[Dataset entries]

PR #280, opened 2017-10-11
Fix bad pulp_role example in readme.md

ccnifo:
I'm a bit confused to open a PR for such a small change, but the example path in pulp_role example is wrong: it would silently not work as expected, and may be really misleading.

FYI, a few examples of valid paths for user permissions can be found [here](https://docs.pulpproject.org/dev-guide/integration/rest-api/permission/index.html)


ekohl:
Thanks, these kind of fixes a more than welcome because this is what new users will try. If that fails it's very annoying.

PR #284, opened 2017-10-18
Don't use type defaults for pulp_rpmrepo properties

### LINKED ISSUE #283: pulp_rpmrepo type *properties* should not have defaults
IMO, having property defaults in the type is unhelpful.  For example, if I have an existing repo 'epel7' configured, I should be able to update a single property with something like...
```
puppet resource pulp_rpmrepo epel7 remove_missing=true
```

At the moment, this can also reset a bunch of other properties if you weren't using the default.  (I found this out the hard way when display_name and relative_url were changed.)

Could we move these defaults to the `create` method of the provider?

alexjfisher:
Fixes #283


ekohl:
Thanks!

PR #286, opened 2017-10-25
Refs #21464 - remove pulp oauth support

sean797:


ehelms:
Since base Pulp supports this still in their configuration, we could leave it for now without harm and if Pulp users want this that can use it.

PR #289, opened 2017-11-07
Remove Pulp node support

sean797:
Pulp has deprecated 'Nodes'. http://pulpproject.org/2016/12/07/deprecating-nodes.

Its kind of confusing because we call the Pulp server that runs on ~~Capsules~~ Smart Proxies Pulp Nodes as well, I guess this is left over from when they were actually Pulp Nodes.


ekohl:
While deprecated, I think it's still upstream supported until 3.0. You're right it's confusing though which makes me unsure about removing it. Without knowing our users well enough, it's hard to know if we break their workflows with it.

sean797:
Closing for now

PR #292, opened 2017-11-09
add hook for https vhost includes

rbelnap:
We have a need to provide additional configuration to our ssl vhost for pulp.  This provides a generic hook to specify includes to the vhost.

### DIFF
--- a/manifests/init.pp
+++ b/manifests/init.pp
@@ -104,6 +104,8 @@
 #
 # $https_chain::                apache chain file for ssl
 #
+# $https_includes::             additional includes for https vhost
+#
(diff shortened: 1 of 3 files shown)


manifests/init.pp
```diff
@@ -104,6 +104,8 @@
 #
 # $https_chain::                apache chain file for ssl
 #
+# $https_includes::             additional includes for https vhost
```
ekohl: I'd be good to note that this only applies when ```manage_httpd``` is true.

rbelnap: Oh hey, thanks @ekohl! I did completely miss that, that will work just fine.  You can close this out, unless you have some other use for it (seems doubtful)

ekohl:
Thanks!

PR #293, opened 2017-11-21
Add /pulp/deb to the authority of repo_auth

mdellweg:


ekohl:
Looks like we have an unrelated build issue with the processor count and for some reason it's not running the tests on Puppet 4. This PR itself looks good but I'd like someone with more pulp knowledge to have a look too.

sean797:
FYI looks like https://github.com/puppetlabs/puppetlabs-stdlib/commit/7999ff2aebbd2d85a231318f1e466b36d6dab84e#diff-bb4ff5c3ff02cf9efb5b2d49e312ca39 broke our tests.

• HOW TO COMPLETE THIS TASK: Repeat the entries exactly, leaving nothing out.

• YOUR RESPONSE:
PR #280, opened 2017-10-11
Fix bad pulp_role example in readme.md

ccnifo:
I'm a bit confused to open a PR for such a small change, but the example path in pulp_role example is wrong: it would silently not work as expected, and may be really misleading.

FYI, a few examples of valid paths for user permissions can be found [here](https://docs.pulpproject.org/dev-guide/integration/rest-api/permission/index.html)


ekohl:
Thanks, these kind of fixes a more than welcome because this is what new users will try. If that fails it's very annoying.

PR #284, opened 2017-10-18
Don't use type defaults for pulp_rpmrepo properties

### LINKED ISSUE #283: pulp_rpmrepo type *properties* should not have defaults
IMO, having property defaults in the type is unhelpful.  For example, if I have an existing repo 'epel7' configured, I should be able to update a single property with something like...
```
puppet resource pulp_rpmrepo epel7 remove_missing=true
```

At the moment, this can also reset a bunch of other properties if you weren't using the default.  (I found this out the hard way when display_name and relative_url were changed.)

Could we move these defaults to the `create` method of the provider?

alexjfisher:
Fixes #283


ekohl:
Thanks!

PR #286, opened 2017-10-25
Refs #21464 - remove pulp oauth support

sean797:


ehelms:
Since base Pulp supports this still in their configuration, we could leave it for now without harm and if Pulp users want this that can use it.

PR #289, opened 2017-11-07
Remove Pulp node support

sean797:
Pulp has deprecated 'Nodes'. http://pulpproject.org/2016/12/07/deprecating-nodes.

Its kind of confusing because we call the Pulp server that runs on ~~Capsules~~ Smart Proxies Pulp Nodes as well, I guess this is left over from when they were actually Pulp Nodes.


ekohl:
While deprecated, I think it's still upstream supported until 3.0. You're right it's confusing though which makes me unsure about removing it. Without knowing our users well enough, it's hard to know if we break their workflows with it.

sean797:
Closing for now

PR #292, opened 2017-11-09
add hook for https vhost includes

rbelnap:
We have a need to provide additional configuration to our ssl vhost for pulp.  This provides a generic hook to specify includes to the vhost.

### DIFF
--- a/manifests/init.pp
+++ b/manifests/init.pp
@@ -104,6 +104,8 @@
 #
 # $https_chain::                apache chain file for ssl
 #
+# $https_includes::             additional includes for https vhost
+#
(diff shortened: 1 of 3 files shown)


manifests/init.pp
```diff
@@ -104,6 +104,8 @@
 #
 # $https_chain::                apache chain file for ssl
 #
+# $https_includes::             additional includes for https vhost
```
ekohl: I'd be good to note that this only applies when ```manage_httpd``` is true.

rbelnap: Oh hey, thanks @ekohl! I did completely miss that, that will work just fine.  You can close this out, unless you have some other use for it (seems doubtful)

ekohl:
Thanks!

PR #293, opened 2017-11-21
Add /pulp/deb to the authority of repo_auth

mdellweg:


ekohl:
Looks like we have an unrelated build issue with the processor count and for some reason it's not running the tests on Puppet 4. This PR itself looks good but I'd like someone with more pulp knowledge to have a look too.

sean797:
FYI looks like https://github.com/puppetlabs/puppetlabs-stdlib/commit/7999ff2aebbd2d85a231318f1e466b36d6dab84e#diff-bb4ff5c3ff02cf9efb5b2d49e312ca39 broke our tests.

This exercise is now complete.